Fragments of long-buried 19th century stoneware. Some pieces, such as the example on
right, are attributed to the Van Schoick & Dunn pottery company in Matawan
Municipal waste collection did not even exist until the 1890s or so, prior to which trash was either buried outside in a household or community pit, tossed into the sea, or burned. In some small towns, hundreds or even thousands of hogs at local piggeries consumed garbage by the ton. A sharp spike in mass production and consumerism in the years following World War II paved the way for the modern system of regulated municipal waste landfills.
But no matter how people threw things away, we can learn a lot from what they threw away. Archaeologists, historians, and anthropologists use trash patterns to extract information about material culture, nutrition and disease, economics, consumerism, and cultural trends.
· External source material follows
PR #605, opened 2023-03-14
SONARIAC-652 Migrate Tree methods from TestUtils to TreeUtils

rudy-regazzoni-sonarsource:


rudy-regazzoni-sonarsource:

Keep this in mind as you browse through this page of images featuring discarded items from 19th century Middletown – as well as the next time you haul your weekly trash out to the curb.
Left to right: Rotary egg beater; metal utensil and lid fragments; flat iron (or "sad iron")
Small medicinal and pharmaceutical bottles with dropper; note the lid of the squared bottle, labeled by hand "Pain in Head"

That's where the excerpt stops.